_TASK STATEMENT_. Reproduce only the top of the records, down to and including the line containing "--- a/src/fmt/errors.go".

Saved entries
PR #67501, opened 2024-05-18
fmt: replace sort with slices to reduce dependency tree

aimuz:
This CL replaces the usage of sort with slices in fmt package, reducing
the dependency tree. The fmt package previously depended on sort, which
in turn depended on slices and other packages. This change simplifies
the dependencies.

### DIFF
--- a/src/fmt/errors.go
+++ b/src/fmt/errors.go
@@ -6,7 +6,7 @@ package fmt
 
 import (
 	"errors"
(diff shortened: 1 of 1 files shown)


ridhoramawijaya (approved):

aimuz:
close for [67510](https://github.com/golang/go/issues/67510)

PR #67539, opened 2024-05-21
maps: clarify iteration order and insertion behavior

### LINKED ISSUE #67537: maps: Clarify iteration order of Keys & Values and that Insert overwrites existing keys
These functions were added in 2b0f2f8169bed01e3bf72d49863cd2852bdf7c7e with minimal documentation. 

```go
// Keys returns an iterator over keys in m.
func Keys[Map ~map[K]V, K comparable, V any](m Map) iter.Seq[K] {
	...
}

// Values returns an iterator over values in m.
func Values[Map ~map[K]V, K comparable, V any](m Map) iter.Seq[V] {
	...
}

// Insert adds the key-value pairs from seq to m.
func Insert[Map ~map[K]V, K comparable, V any](m Map, seq iter.Seq2[K, V]) {
	...
}
```

The doc comments should be updated to specify the iteration order of Keys and Values, and the behaviour of Insert when duplicate keys are inserted, per discussion on #61900 and in particular [rsc's comment](https://github.com/golang/go/issues/61900#issuecomment-1944349828):

> Happy to update docs to say that iteration order is undefined (different each time) and Insert does overwrite keys.

aimuz:
Fixes #67537.

### DIFF
--- a/src/maps/iter.go
+++ b/src/maps/iter.go
@@ -7,6 +7,8 @@ package maps
 import "iter"
 
 // All returns an iterator over key-value pairs from m.
+// The iteration order is not specified and is not guaranteed
+// to be the same from one call to the next.
 func All[Map ~map[K]V, K comparable, V any](m Map) iter.Seq2[K, V] {
 	return func(yield func(K, V) bool) {
 		for k, v := range m {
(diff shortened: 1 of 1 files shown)


magical:
@aimuz Thank you!

PR #67888, opened 2024-06-07
time: add to format documentation about dangers of using RFC1123{,Z} for parsing

### LINKED ISSUE #67887: time: RFC1123{,Z} format strings appear to be very slightly wrong
### Go version

go version go1.22.1 darwin/arm64

```shell
GO111MODULE=''
GOARCH='arm64'
GOBIN=''
GOCACHE='/Users/dburkart/Library/Caches/go-build'
GOENV='/Users/dburkart/Library/Application Support/go/env'
GOEXE=''
GOEXPERIMENT=''
GOFLAGS=''
GOHOSTARCH='arm64'
GOHOSTOS='darwin'
GOINSECURE=''
GOMODCACHE='/Users/dburkart/go/pkg/mod'
GONOPROXY=''
GONOSUMDB=''
GOOS='darwin'
GOPATH='/Users/dburkart/go'
GOPRIVATE=''
GOROOT='/usr/local/go'
GOSUMDB='sum.golang.org'
GOTMPDIR=''
GOTOOLCHAIN='auto'
GOTOOLDIR='/usr/local/go/pkg/tool/darwin_arm64'
GOVCS=''
GOVERSION='go1.22.1'
GCCGO='gccgo'
AR='ar'
CC='clang'
CXX='clang++'
CGO_ENABLED='1'
GOMOD='/dev/null'
GOWORK=''
CGO_CFLAGS='-O2 -g'
CGO_CPPFLAGS=''
CGO_CXXFLAGS='-O2 -g'
CGO_FFLAGS='-O2 -g'
CGO_LDFLAGS='-O2 -g'
PKG_CONFIG='pkg-config'
GOGCCFLAGS='-fPIC -arch arm64 -pthread -fno-caret-diagnostics -Qunused-arguments -fmessage-length=0 -ffile-prefix-map=/var/folders/1m/2p4knn216k755wpkh1vlz4_00000gn/T/go-build1317344447=/tmp/go-build -gno-record-gcc-switches -fno-common'
```

### What did you do?

We have been using `time.RFC1123Z` to parse the `Date` header of emails.

We found that sometimes this would work, and sometimes it would not. I tracked this down to "the time of the month". Specifically, if you try to parse an email date from days 1 - 9 of the month, `time.Parse()` with `time.RFC1123Z` throws an error, but on days 10 - 3x, it parses just fine.

Specifically, it seems that this part of [RFC 1123](https://www.rfc-editor.org/rfc/rfc1123#page-55) indicates that the day can ~~only be 2 digits if the first is a '1'~~ one or two digits:

`date = 1*2DIGIT month 2*4DIGIT`

This means that a Date string (that I pulled from one of my emails) like this doesn't parse:

`Fri, 7 Jun 2024 13:04:42 -0400`

But this will:

`Fri, 31 May 2024 09:57:48 +0000`

### What did you see happen?

Most of the time this works, but sometimes it does not.

It should always work, since RFC 1123 defines the date / time expected in an email header.

dburkart:
When using time.RFC1123Z to parse the date header value out of an email,
an error is returned for dates that occur in the first 9 days of a
month. This is because the format strings for RFC 1123 defined in the
time package indicate that the day should be prefixed with a leading 0.

Reading the spec, the line that talks about it seems to indicate that
days can be either 1 or 2 digits:

  `date = 1*2DIGIT month 2*4DIGIT`

So a date header with a day like `7` with no leading zero should be
accepted.

Fixes #67887

### DIFF
--- a/src/time/format.go
+++ b/src/time/format.go
@@ -32,6 +32,10 @@ import (
 // only to local times. Applying them to UTC times will use "UTC" as the
 // time zone abbreviation, while strictly speaking those RFCs require the
 // use of "GMT" in that case.
+// When using the [RFC1123] or [RFC1123Z] formats for parsing, note that these
+// formats define a leading zero for the day-in-month portion, which is not
+// strictly allowed by RFC 1123. This will result in an error when parsing
+// date strings that occur in the first 9 days of a given month.
 // In general [RFC1123Z] should be used instead of [RFC1123] for servers
 // that insist on that format, and [RFC3339] should be preferred for new protocols.
 // [RFC3339], [RFC822], [RFC822Z], [RFC1123], and [RFC1123Z] are useful for formatting;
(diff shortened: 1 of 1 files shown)


dburkart:
Note: I am not sure if the best approach is to fix the existing format strings, or define new (more conformant) ones... since conceivably someone could be depending on the leading 0 defined in the current strings.

PR #68143, opened 2024-06-23
net/http: make the http server con write buffer size configurable

oddmario:
This change adds a configurable WriteBufferSize option to the Go HTTP server to be used (if set) instead of the hard coded 4 KB

Fixes #68149


neild:
Sorry, I managed to copy a repo name from the wrong window and accidentally overwrote the PR briefly. I believe I've put things back the way they were. Again, sorry!

PR #68239, opened 2024-06-28
sys/cpu: add Int8 matrix multiplication instructions CPU feature flag for ARM64

hmartinez82:
References:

_SOLVED EXERCISE_.
PR #67501, opened 2024-05-18
fmt: replace sort with slices to reduce dependency tree

aimuz:
This CL replaces the usage of sort with slices in fmt package, reducing
the dependency tree. The fmt package previously depended on sort, which
in turn depended on slices and other packages. This change simplifies
the dependencies.

### DIFF
--- a/src/fmt/errors.go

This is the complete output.